PR #405, opened 2021-09-10
Exposes in-place deserialization from buffers using SliceReader

dequbed:
Updating values in place is rare, but it is safe to do from a slice.
Adding a function `deserialize_in_place_buffer` allows users to do this
in-place update without having to vendor SliceReader.

Pretty much my situation. I have a mmap-based database from which I want to pull updates into existing structs.

The alternatives are allowing construction of a `SliceReader` from an arbitrary byteslice (i.e. making `SliceReader::new()` `pub` instead of `pub(crate)`) and vendoring the entire code of `SliceReader` verbatim, the latter being what I'm trying to avoid.

EDIT: I just now realized that I could also just create a `bincode::de::Deserializer` and use that with `serde::Deserialize::deserialize_in_place`. However that works less well with my current code structure, so if you feel like this PR doesn't clutter your export table unduly I would still prefer to do it this way.

### DIFF
--- a/src/config/mod.rs
+++ b/src/config/mod.rs
@@ -208,6 +208,17 @@ pub trait Options: InternalOptions + Sized {
         crate::internal::deserialize_in_place(reader, self, place)
     }
 
+    /// TODO: document
+    #[doc(hidden)]
+    #[inline(always)]
+    fn deserialize_in_place_buffer<'a, T: serde::de::Deserialize<'a>>(
+        self,
+        bytes: &'a [u8],
+        place: &mut T
+    ) -> Result<()> {
+        crate::internal::deserialize_in_place_buffer(bytes, self, place)
+    }
+
     /// Deserializes a slice of bytes with state `seed` using this configuration.
     #[inline(always)]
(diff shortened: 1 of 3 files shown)


VictorKoenders:
Just a heads up: we're currently hard at work on releasing bincode 2.0. In bincode 2.0 we currently do not have a "deserialize_in_place" method, although we might want to add that in the future.

Because of this I do not expect to merge this PR any time soon.

dequbed:
> Just a heads up: we're currently hard at work on releasing bincode 2.0. In bincode 2.0 we currently do not have a "deserialize_in_place" method, although we might want to add that in the future.
> 
> Because of this I do not expect to merge this PR any time soon.

Ah, thanks for the heads up. In that case I'll close this PR since I can solve my issue in a different way and this PR would go stale with any v2.0 and just add to your upgrading workload if merged now.

If you or somebody else wants to implement this at some later date feel free to re-open or just take the patches as basis, they are licensed under the same license that the current and any future versions of bincode are under.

┄┄┄┄┄┄┄┄┄┄

### The task
Only the lines above starting at the one containing "The alternatives are" and ending at the one containing "Ah, thanks for", both included, are to be returned, exactly as they read.

### Response to this task
The alternatives are allowing construction of a `SliceReader` from an arbitrary byteslice (i.e. making `SliceReader::new()` `pub` instead of `pub(crate)`) and vendoring the entire code of `SliceReader` verbatim, the latter being what I'm trying to avoid.

EDIT: I just now realized that I could also just create a `bincode::de::Deserializer` and use that with `serde::Deserialize::deserialize_in_place`. However that works less well with my current code structure, so if you feel like this PR doesn't clutter your export table unduly I would still prefer to do it this way.

### DIFF
--- a/src/config/mod.rs
+++ b/src/config/mod.rs
@@ -208,6 +208,17 @@ pub trait Options: InternalOptions + Sized {
         crate::internal::deserialize_in_place(reader, self, place)
     }
 
+    /// TODO: document
+    #[doc(hidden)]
+    #[inline(always)]
+    fn deserialize_in_place_buffer<'a, T: serde::de::Deserialize<'a>>(
+        self,
+        bytes: &'a [u8],
+        place: &mut T
+    ) -> Result<()> {
+        crate::internal::deserialize_in_place_buffer(bytes, self, place)
+    }
+
     /// Deserializes a slice of bytes with state `seed` using this configuration.
     #[inline(always)]
(diff shortened: 1 of 3 files shown)


VictorKoenders:
Just a heads up: we're currently hard at work on releasing bincode 2.0. In bincode 2.0 we currently do not have a "deserialize_in_place" method, although we might want to add that in the future.

Because of this I do not expect to merge this PR any time soon.

dequbed:
> Just a heads up: we're currently hard at work on releasing bincode 2.0. In bincode 2.0 we currently do not have a "deserialize_in_place" method, although we might want to add that in the future.
> 
> Because of this I do not expect to merge this PR any time soon.

Ah, thanks for the heads up. In that case I'll close this PR since I can solve my issue in a different way and this PR would go stale with any v2.0 and just add to your upgrading workload if merged now.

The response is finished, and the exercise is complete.